### Instructions for the task
Copy the data word for word, keeping every line.

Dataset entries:
· · · · · · ·
PR #2466, opened 2026-03-07
feat: add gt plugin sync to auto-deploy plugins after build

seanbearden:
## Summary
- Add `gt plugin sync` command that copies plugins from source repo to town-level runtime directory (`~/gt/plugins/`)
- Hook into `make install` to auto-sync plugins after binary install — prevents drift when plugin fixes merge but runtime dirs are stale
- Add `gt doctor` `patrol-plugin-drift` check that warns on stale plugins, fixable via `--fix`

Closes hq-o9gna

## What caused the outages
Plugins (compactor-dog, session-hygiene, stuck-agent-dog) were merged to git but never deployed to runtime. Three separate git clones (`crew/den/`, `gastown/`, `mayor/`) each sat at different commits. The scanner reads from `~/gt/<rig>/plugins/` and `~/gt/plugins/`, but neither auto-synced.

## Test plan
- [x] 11 unit tests: copy, skip-up-to-date, update-changed, preserve-permissions, clean-removes-extra, no-clean-keeps-extra, ignore-non-plugin-dirs, drift detection (4 cases)
- [x] `go vet` clean
- [x] End-to-end: `gt plugin sync --dry-run` detects 7 missing plugins, `gt plugin sync` copies them, re-run shows "up to date"
- [x] Pre-existing test failure (`TestSlingSetsDoltAutoCommitOff`) is unrelated

### DIFF
--- a/internal/plugin/sync.go
+++ b/internal/plugin/sync.go
@@ -1,6 +1,7 @@
 package plugin
 
 import (
+	"bufio"
 	"crypto/sha256"
 	"fmt"
 	"io"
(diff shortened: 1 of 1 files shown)


seanbearden:
Thanks for the thorough review @DreadPirateRobertz! Addressed both actionable items in 7478fd2b:

1. **Atomic `copyDir`**: Now copies to a temp directory (`.plugin-sync-*` in the same parent dir) and swaps via `os.Rename`. If the copy fails mid-way, the old destination is untouched and the temp dir gets cleaned up by `defer`.

2. **Precise `go.mod` matching**: Replaced `strings.Contains(data, "gastown")` with a line-by-line scanner that checks only the `module` directive. Matches `module .../gastown` or `module gastown` — won't false-positive on comments or dependency names.

Items 3 and 4 noted — agree they're fine as-is for the current plugin scale, and the `|| true` in Makefile is intentional.

PR #2467, opened 2026-03-07
fix: check rig-level metadata before town-level beads redirect

seanbearden:
## Summary
- Fix beads redirect to check rig-level `metadata.json` for `dolt_database` BEFORE falling back to town-level `.beads`
- Rigs with their own database (e.g., laneassist with `lc-` prefix) now correctly redirect crew to rig-level `.beads`
- Fixes regression from b99b7568 which unconditionally preferred town-level, breaking non-gastown rig routing

## What broke
The previous redirect fix (b99b7568, hq-x1ucu) always sent crew worktrees to town-level `.beads` (hq- prefix) when it had a DB. This meant laneassist crew saw `hq-` beads instead of `lc-` beads.

## Fix
Check `<rig>/.beads/metadata.json` for `dolt_database` first. If present, the rig has its own DB and crew must redirect there. Only fall back to town-level when the rig has no own database.

## Test plan
- [x] New test: `rig_with_own_DB_redirects_to_rig-level_beads` — rig with metadata.json gets rig-level redirect
- [x] Renamed test: `rig_without_own_DB_redirects_to_town-level_beads` — rig without metadata gets town-level
- [x] All 14 redirect subtests pass
- [x] `go vet` clean

### DIFF
--- a/internal/beads/beads_redirect.go
+++ b/internal/beads/beads_redirect.go
@@ -2,6 +2,7 @@
 package beads
 
 import (
+	"encoding/json"
 	"fmt"
 	"os"
 	"path/filepath"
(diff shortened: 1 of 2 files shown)


seanbearden:
Thanks for the thorough review!

Re: observation #2 — agreed, `rigHasOwnDB` hitting the filesystem each call is acceptable here since redirect resolution is a one-shot per session. If we ever need it on a hot path, we can add a simple cache, but YAGNI for now.

DreadPirateRobertz (approved):
LGTM. Well-structured fix for rig-level vs town-level beads redirect routing.

Key changes:
- New `rigHasOwnDB` helper checks metadata.json for dolt_database field
- Redirect priority: rig-level (if own DB) → town-level (if DB exists) → fallback
- 3 test cases cover all redirect scenarios

Clean code, good error messages, proper test coverage. — gastown/crew/zhora (PM)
· · · · · · ·
### Task result
PR #2466, opened 2026-03-07
feat: add gt plugin sync to auto-deploy plugins after build

seanbearden:
## Summary
- Add `gt plugin sync` command that copies plugins from source repo to town-level runtime directory (`~/gt/plugins/`)
- Hook into `make install` to auto-sync plugins after binary install — prevents drift when plugin fixes merge but runtime dirs are stale
- Add `gt doctor` `patrol-plugin-drift` check that warns on stale plugins, fixable via `--fix`

Closes hq-o9gna

## What caused the outages
Plugins (compactor-dog, session-hygiene, stuck-agent-dog) were merged to git but never deployed to runtime. Three separate git clones (`crew/den/`, `gastown/`, `mayor/`) each sat at different commits. The scanner reads from `~/gt/<rig>/plugins/` and `~/gt/plugins/`, but neither auto-synced.

## Test plan
- [x] 11 unit tests: copy, skip-up-to-date, update-changed, preserve-permissions, clean-removes-extra, no-clean-keeps-extra, ignore-non-plugin-dirs, drift detection (4 cases)
- [x] `go vet` clean
- [x] End-to-end: `gt plugin sync --dry-run` detects 7 missing plugins, `gt plugin sync` copies them, re-run shows "up to date"
- [x] Pre-existing test failure (`TestSlingSetsDoltAutoCommitOff`) is unrelated

### DIFF
--- a/internal/plugin/sync.go
+++ b/internal/plugin/sync.go
@@ -1,6 +1,7 @@
 package plugin
 
 import (
+	"bufio"
 	"crypto/sha256"
 	"fmt"
 	"io"
(diff shortened: 1 of 1 files shown)


seanbearden:
Thanks for the thorough review @DreadPirateRobertz! Addressed both actionable items in 7478fd2b:

1. **Atomic `copyDir`**: Now copies to a temp directory (`.plugin-sync-*` in the same parent dir) and swaps via `os.Rename`. If the copy fails mid-way, the old destination is untouched and the temp dir gets cleaned up by `defer`.

2. **Precise `go.mod` matching**: Replaced `strings.Contains(data, "gastown")` with a line-by-line scanner that checks only the `module` directive. Matches `module .../gastown` or `module gastown` — won't false-positive on comments or dependency names.

Items 3 and 4 noted — agree they're fine as-is for the current plugin scale, and the `|| true` in Makefile is intentional.

PR #2467, opened 2026-03-07
fix: check rig-level metadata before town-level beads redirect

seanbearden:
## Summary
- Fix beads redirect to check rig-level `metadata.json` for `dolt_database` BEFORE falling back to town-level `.beads`
- Rigs with their own database (e.g., laneassist with `lc-` prefix) now correctly redirect crew to rig-level `.beads`
- Fixes regression from b99b7568 which unconditionally preferred town-level, breaking non-gastown rig routing

## What broke
The previous redirect fix (b99b7568, hq-x1ucu) always sent crew worktrees to town-level `.beads` (hq- prefix) when it had a DB. This meant laneassist crew saw `hq-` beads instead of `lc-` beads.

## Fix
Check `<rig>/.beads/metadata.json` for `dolt_database` first. If present, the rig has its own DB and crew must redirect there. Only fall back to town-level when the rig has no own database.

## Test plan
- [x] New test: `rig_with_own_DB_redirects_to_rig-level_beads` — rig with metadata.json gets rig-level redirect
- [x] Renamed test: `rig_without_own_DB_redirects_to_town-level_beads` — rig without metadata gets town-level
- [x] All 14 redirect subtests pass
- [x] `go vet` clean

### DIFF
--- a/internal/beads/beads_redirect.go
+++ b/internal/beads/beads_redirect.go
@@ -2,6 +2,7 @@
 package beads
 
 import (
+	"encoding/json"
 	"fmt"
 	"os"
 	"path/filepath"
(diff shortened: 1 of 2 files shown)


seanbearden:
Thanks for the thorough review!

Re: observation #2 — agreed, `rigHasOwnDB` hitting the filesystem each call is acceptable here since redirect resolution is a one-shot per session. If we ever need it on a hot path, we can add a simple cache, but YAGNI for now.

DreadPirateRobertz (approved):
LGTM. Well-structured fix for rig-level vs town-level beads redirect routing.

Key changes:
- New `rigHasOwnDB` helper checks metadata.json for dolt_database field
- Redirect priority: rig-level (if own DB) → town-level (if DB exists) → fallback
- 3 test cases cover all redirect scenarios

Clean code, good error messages, proper test coverage. — gastown/crew/zhora (PM)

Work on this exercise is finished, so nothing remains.